The fireman was moving through cattails that ignored him, water that failed to eddy or gurgle in response to his progress.
Crouching low, Smith watched the man.
He wasn't searching. He was moving in a direct line, toward open water. The back of his black slicker shone. The back of his black fireman's helmet, with its scoop-shaped brim, reflected the shine of moonlight normally.
Nothing else about him was normal.
As Smith watched, mesmerized for reasons he could not process logically, the black shoulders were swallowed by the black water and still the man waded on.
The waterline crept up to the back of his neck, then the helmet brim, then the crown, and yet the fireman continued, unconcerned.
The top of the helmet became a black dome that traveled on, and Smith could see clearly that no bubbles of escaping air were breaking the surface.
The water failed to purl or corkscrew when the shrinking dome of the helmet was lost to sight.
"It should have purled," Smith muttered. "It did not."
His voice in the darkness was thin and hollow.
Smith watched for bubbles. There should be bubbles. If the man were drowning, his lungs should give up expelled gases. If he wore an oxygen mask, there would be bubbles.
There were no bubbles. There was just the placid water that had swallowed a wading fireman with complete and total soundlessness.
Harold Smith was a very logical man. It was his logic that spoke next.
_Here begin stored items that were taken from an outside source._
PR #177, opened 2016-12-09
fix expanding empty arrays

spape:
*PATCH VERSION*

## BEFORE

LHS was not expanding empty arrays. Wich turns out to be nil when accessing the nested data, instead of being an empty array, which would be actually more concrete.

```ruby
place = Place.includes(:contracts) # requesting contracts => { items: [] }
place.contracts # nil
```

## NOW

```ruby
place.contracts
# Data of Place#70252363673400
# :href => "http://datastore/places/123/contracts"
# :items => []
```

### DIFF
--- a/spec/record/includes_spec.rb
+++ b/spec/record/includes_spec.rb
@@ -462,7 +462,10 @@ describe LHS::Record do
           items: []
         }.to_json)
       place = Place.includes(:contracts).find('123')
-      expect(place.contracts._raw[:items]).to eq []
+      expect(
+        place.contracts.as_json
+      ).to eq('href' => 'http://datastore/places/123/contracts', 'items' => [])
+      expect(place.contracts.to_a).to eq([])
     end
   end
 end
--- a/spec/record/includes_spec.rb
+++ b/spec/record/includes_spec.rb
@@ -462,6 +462,7 @@ describe LHS::Record do
           items: []
         }.to_json)
       place = Place.includes(:contracts).find('123')
+      expect(place.contracts.collection?).to eq true
       expect(
         place.contracts.as_json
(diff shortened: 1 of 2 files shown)


spec/record/includes_spec.rb
```diff
@@ -448,5 +448,21 @@ class Place < LHS::Record
...
+            'href' => "http://datastore/places/123/contracts"
+          }
+        }.to_json)
+      stub_request(:get, "http://datastore/places/123/contracts")
+        .to_return(body: {
+          href: "http://datastore/places/123/contracts",
+          items: []
+        }.to_json)
+      place = Place.includes(:contracts).find('123')
+      expect(place.contracts._raw[:items]).to eq []
```
ryabrody: Why are you doing the expect on the `_raw[:items]` method instead of `contracts` as you said in the description of the PR like this:
```
expect(place.contracts).to eq []
```

spape: because `place.contracts` is actually an LHS data object:
```ruby
Data of Place#70252363673400
:href => "http://datastore/places/123/contracts"
:items => []
```

spape: Do you think, that this: 
https://github.com/local-ch/lhs/blob/d42fc01814b9713a6486e80581ed7987eadfda28/spec/record/includes_spec.rb#L465-L469
would be more comprehensible?

spape:
```ruby
expect(place.contracts.collection?).to eq true
      expect(
        place.contracts.as_json
      ).to eq('href' => 'http://datastore/places/123/contracts', 'items' => [])
      expect(place.contracts.to_a).to eq([])
```

PR #178, opened 2016-12-09
Improve inspect

spape:
*MINOR VERSION*

When inspecting Records or Data of Records, identifying which objects you deal with and determine where your are currently located in a nested data structure was difficult.

This improvements helps identifying inspected Records, by displaying either href, the id attribute or the object_id in this order.

Further more, this change shows you the current location inside nested data structures, so you now where are you currently inspecting:

## BEFORE

```ruby
place = Place.find('INHJ_EoVxQgsHk65RkDUvQ')
 => Place#70235251510900
:href => "http://datastore-stg.lb-service.sunrise.intra.local.ch/v2/places/INHJ_EoVxQgsHk65RkDUvQ"
:contacts => [{:type=>"phone", :details=>"041 360 45 50", :refuse_advertising=>false, :preferred=>false}]

place.contacts.first
 => Data of Place#70235251323100
:type => "phone"
:details => "041 360 45 50"
:refuse_advertising => false
:preferred => false 
```

## NOW

```ruby
place = Place.find('INHJ_EoVxQgsHk65RkDUvQ')
=> Place http://datastore-stg.lb-service.sunrise.intra.local.ch/v2/places/INHJ_EoVxQgsHk65RkDUvQ
:href => "http://datastore-stg.lb-service.sunrise.intra.local.ch/v2/places/INHJ_EoVxQgsHk65RkDUvQ"
:contacts => [{:type=>"phone", :details=>"041 360 45 50", :refuse_advertising=>false, :preferred=>false}]

place.contacts.first
=> Data of Place http://datastore-stg.lb-service.sunrise.intra.local.ch/v2/places/INHJ_EoVxQgsHk65RkDUvQ
> contacts > 0
:type => "phone"
:details => "041 360 45 50"
:refuse_advertising => false
:preferred => false 
```


lib/lhs/concerns/inspect.rb
```diff
@@ -5,13 +5,46 @@ module Inspect
...
   private
 
+  def _inspect_id
+    _root.href || (_root.item? ? _root.id : nil) || object_id
+  end
+
+  def _inspect_path
+    current = self
+    path = []
+    while current.parent
```
skaestle: looks like something that could be handled recursively? maybe worth investing some time

Averethel: 👍  @skaestle, let's try recursion

lib/lhs/concerns/inspect.rb
```diff
@@ -5,13 +5,46 @@ module Inspect
...
+        _inspect_path
+      ].compact.join(' '),
       pretty_raw
     ].compact.join("\n")
   end
 
   private
 
+  def _inspect_id
+    _root.href || (_root.item? ? _root.id : nil) || object_id
```
Averethel: Is `href` really a good solution here? If so maybe we want a line break after it? Otherwise one needs to scroll to see the path.

lib/lhs/concerns/inspect.rb
```diff
@@ -5,13 +5,49 @@ module Inspect
...
+    if parent_raw.is_a?(Array)
+      parent_raw.each_with_index do |element, index|
+        path.push(index) if element == current._raw
+      end
+    elsif parent_raw.is_a?(Hash)
+      parent_raw.each do |key, value|
+        path.push(key) if value == current._raw
+      end
+    end
+    _collect_parents_for_inspect!(path, current.parent) if current.parent
```
Averethel: The `if` is not needed. `current.parent` is always truthy at this point 'cause of line 37.

lib/lhs/concerns/inspect.rb
spape: path move to new line now 👍

PR #186, opened 2017-01-13
Add proper autoloading with middleware fixes #185

### LINKED ISSUE #185: Preload LHS classes breaks rails's model autoloading
LHS should not require classes on server startup when ```config.cache_classes = false```

```ruby 
# lib/lhs.rb
# Preload all the LHS::Records that are defined in app/models
class Engine < Rails::Engine
  initializer 'Load all LHS::Records from app/models/**' do |app|
    Dir.glob(app.root.join('app/models/**/*.rb')).each do |file|
      require file if File.read(file).match('LHS::Record')
    end
  end
end
```

If this is really required, load these classes before each request when ```config.cache_classes = false```

fpellanda:


spape:
Could you explain the difference to before? Now instead of loading all LHS::Records into memory on app startup. You load it when the first Rack request comes in ?!?!

spape:
Rails' class_caching doesn't work with LHS for the following reason.

In Rails, when a class is called for the first time, like `User`, it loads the file via naming conventions and caches it. 

There is an edge case in LHS, when you request objects via an LHS::Record, like `Customer` it might be able to require the file and load this class into memory to perform the request, but, the data returned, might include links to other records. As we cast to those records when navigating those links, via data traversing, or using Record options from other Records when performing things like include, those classes have to be around when evaluating those links and looking up possible matched Records.

Examples for Record lookups via `href`: 
https://github.com/local-ch/lhs/blob/includes-all/lib/lhs/concerns/record/request.rb#L255
https://github.com/local-ch/lhs/blob/includes-all/lib/lhs/item.rb#L75

Could you elaborate on how the change improves the current situation? We might find another way, or load Records when they are needed. 

I also think adding middleware compared to App-Startup initialized adds way more overhead.

spape:
https://github.com/local-ch/lhs/issues/185

fpellanda:
Yes, load all files before each request with ```require_dependency``` if cache classes is false. ```require_dependency``` does not load the file again if it's already loaded, but reloads it when it changed.

This has the following advantages:
- You don't have unexpected class loading during startup
- When you add a file with LHS::Record, the file will be immediately available for LHS without restart
- When you change a file that was loaded with ```require_dependency``` the changes will be available immediately.
- In Production resp. when cache_classes is true, all classes will be autoloaded on startup anyway.

Related to middleware, this is only in development mode... and only like an additional method call.

@spape Do you think something will break with this PR?

spape:
You might want to merge this before this major change:
https://github.com/local-ch/lhs/pull/190

spape:
I'll make a test deployment with this (as discussed), so that I can merge/release it today.

spape:
Worked https://www--location-app--test-lhs-autoloading.play.intra.local.ch/

PR #187, opened 2017-01-25
Fix referencing options in case includes is an array of symbols

spape:
*PATCH VERSION*

## Before
It was not possible to apply the `references` options to all symbols of the `includes` array.

```ruby
options = { headers: { 'Authentication': 'Bearer 123' } }
customer = Customer
  .includes(:electronic_addresses, :contact_addresses)
  .references(
    electronic_addresses: options,
    contact_addresses: options
  )
  .find(1)
```

It was failing, because by mistake, the `references` hash was converted to an array internally, being applied only on the first symbol of the `includes` array.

"I do not believe in apparitions," said Smith in a voice that was firm yet troubled and held a hollow ring that only his wife would recognize as doubt.
Smith tore his eyes from the spot and continued on his way. Entering the water was out of the question. He had not the strength to rescue the fireman.
But he moved down to the waterline to examine the soft mud for footprints. He found a set moving toward the black lapping water, but they disappeared well short of where they should. The tracks simply stopped dead. Watching, Smith saw that the tide was going out. If it were coming in, the lapping wavelets would explain the erasure of tracks. But the water was receding, so there was no explanation.
Eyes lifting, Smith watched the water. A fish struck at something, then vanished. He saw no other bubbles of any kind.
Moving on, Harold Smith was hit by a sudden thought. Fire fighters wore fluorescent bands on their slickers. That man had none. Normally they carried bright yellow oxygen tanks slung over their backs. Smith had seen no oxygen tank.